Venezuela bloqueia serviços de internet
Reprodução

Sites usados para a transmissão de vídeos online foram parcialmente derrubados na tarde de ontem, 1º, na Venezuela. O bloqueio começou no momento que o líder opositor Juan Guaidó iniciou discurso durante um ato em Caracas.

As informações são da ONG britânica NetBlocks, que monitora a disponibilidade da internet no mundo. Foram afetados tanto plataformas de transmissão de vídeos, como o YouTube, o Periscope (que pertence ao Twitter) e o Google Play, quanto aplicativos de mensagens que permitem a transmissão ao vivo, como o Hangout do Google. O Android Messages (também do Google) e o buscador Bing (Microsoft) também foram bloqueados, mas não há informações se a ação atingiu WhatsApp, Facebook e Twitter.

No dia anterior, o regime do ditador Nicolás Maduro já tinha bloqueado parcialmente o acesso a todos esses sites. De acordo com a Lusa, o serviço só tinha sido completamente restabelecido na noite de terça, 30, instantes antes de um discurso do ditador.

A Sociedade Interamericana de Imprensa (SIP na sigla em espanhol) informou que a Comissão Nacional de Telecomunicações (Conatel) determinou corte dos sinais da CNN Internacional e BBC Mundo. CNN em Espanhol e NTN24, da Colômbia, também foram afetados. O órgão governamental, responsável pelo controle das comunicações no país, também suspendeu as transmissões da Radio Caracas Radio (RCR) e confiscou os equipamentos, alegando o vencimento da concessão, segundo informações do site Portal Imprensa.

Nesta quinta-feira, 2, o presidente Nicolás Maduro afirmou que as Forças Armadas do país devem se mostrar unidas e coesas.
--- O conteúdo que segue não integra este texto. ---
PR #2026, opened 2025-06-17
feat: add distinct id tracing header

daibhin:
## Changes

https://github.com/PostHog/posthog-python/pull/263/files#r2152219291

### DIFF
--- a/packages/browser/src/entrypoints/tracing-headers.ts
+++ b/packages/browser/src/entrypoints/tracing-headers.ts
@@ -2,15 +2,16 @@ import { SessionIdManager } from '../sessionid'
 import { patch } from '../extensions/replay/rrweb-plugins/patch'
 import { assignableWindow, window } from '../utils/globals'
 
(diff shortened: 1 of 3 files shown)


oliverb123 (approved):

marandaneto:
@daibhin @oliverb123 i think it'd make more sense to implement this using standardized headers, see issue for additional context https://github.com/PostHog/posthog/issues/20026
A custom header works when the header is traveling from patched SDK A to patched SDK B; however, if not, it usually gets lost in transit (end-to-end tracing even if using a 3rd party).
baggage header also allows passing key-value things. In your case, you'd need a new header again for a new key value.
issues with header bloating, header injection if not encoded (security issue), etc.
there are a few more advantages, happy to discuss if needed.

oliverb123:
[According to the implementation report, nobody has adopted this?](https://w3c.github.io/baggage/reports/cr-2024-implementations) It looks easy to add in a backwards-compatible way, if we decide we want to. Let's not be first.

PR #2027, opened 2025-06-17
feat: enhance campaign parameter retrieval from cookies and URL

rafaeelaudibert:
Some campaign parameters can be set via cookies when using specialized libraries. Let's introduce a new feature that let's us collect this from the cookie store.

See https://learn.microsoft.com/en-us/linkedin/marketing/conversions/enabling-first-party-cookies?view=li-lms-2025-05#reading-li_fat_id-from-cookies for an example

Closes https://github.com/PostHog/posthog/issues/33811


robbie-c (approved):
Nice! I was trying to come up with cases where this is a bad idea, e.g. if we're in a Cordova or Electron app, will trying to access cookies break anything? But it seems like it should just return undefined/empty but otherwise function, which means that this will behave ok

PR #2031, opened 2025-06-20
chore: new survey config

lucasheriques:
## Changes

Adds a new setting, `disable_surveys_automatic_display`. When this is true, no surveys will be shown automatically.

Necessary for [fullscreen surveys](https://github.com/PostHog/posthog/pull/33948), so we don't trigger any surveys on that page.

Also fixes a small issue where we're automatically focusing the open text input even in the survey preview.

### DIFF
--- a/packages/browser/src/types.ts
+++ b/packages/browser/src/types.ts
@@ -474,11 +474,18 @@ export interface PostHogConfig {
     disable_cookie?: boolean
 
     /**
-     * Determines whether PostHog should disable surveys.
+     * Determines whether PostHog should disable all surveys functionality.
      *
      * @default false
      */
     disable_surveys: boolean
+
+    /**
+     * Determines whether PostHog should disable automatic display of surveys. If this is true, popup or widget surveys will not be shown when display conditions are met.
+     *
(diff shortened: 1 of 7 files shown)


ioannisj (approved):
Sounds good. No idea if there was a way to just hijack survey rendering and render nothing instead, but this is a cleaner approach either way

packages/browser/src/types.ts
```diff
@@ -474,12 +474,19 @@ export interface PostHogConfig {
...
      * @default false
      */
     disable_surveys: boolean
 
+    /**
+     * Determines whether PostHog should disable automatic display of surveys. If this is true, popup or widget surveys will not be shown when display conditions are met.
+     *
+     * @default false
+     */
+    disable_surveys_automatic_display: boolean
```
marandaneto, line 488: It's already merged, but the name and description are confusing to me.
we have `disable_surveys` and `disable_surveys_automatic_display`
why would I chose `disable_surveys_automatic_display` over `disable_surveys`?
They do the same thing, I guess? I probably lack some context, and the user probably will too

PR #2032, opened 2025-06-20
feat: allow rendering survey popups on demand

### LINKED ISSUE #1981: Ability to Hide/Show Survey Programmatically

Em um ato transmitido pela TV estatal, em uma unidade militar de Caracas, Maduro apareceu rodeado de membros do alto comando que também discursaram, alguns dos quais fazendo insultos a Guaidó e advertências para militares que sejam "desleais" ao presidente. 

Os protestos na Venezuela que iniciaram na terça-feira teriam levado duas pessoas à morte e deixado mais de 50 pessoas feridas. A Venezuela vive enorme tensão política desde janeiro deste ano, quando Maduro tomou posse de um novo mandato que não é reconhecido pela oposição e por parte da comunidade internacional. Guaidó se autoproclamou presidente de um governo interino, que conta com o apoio de mais de 50 países.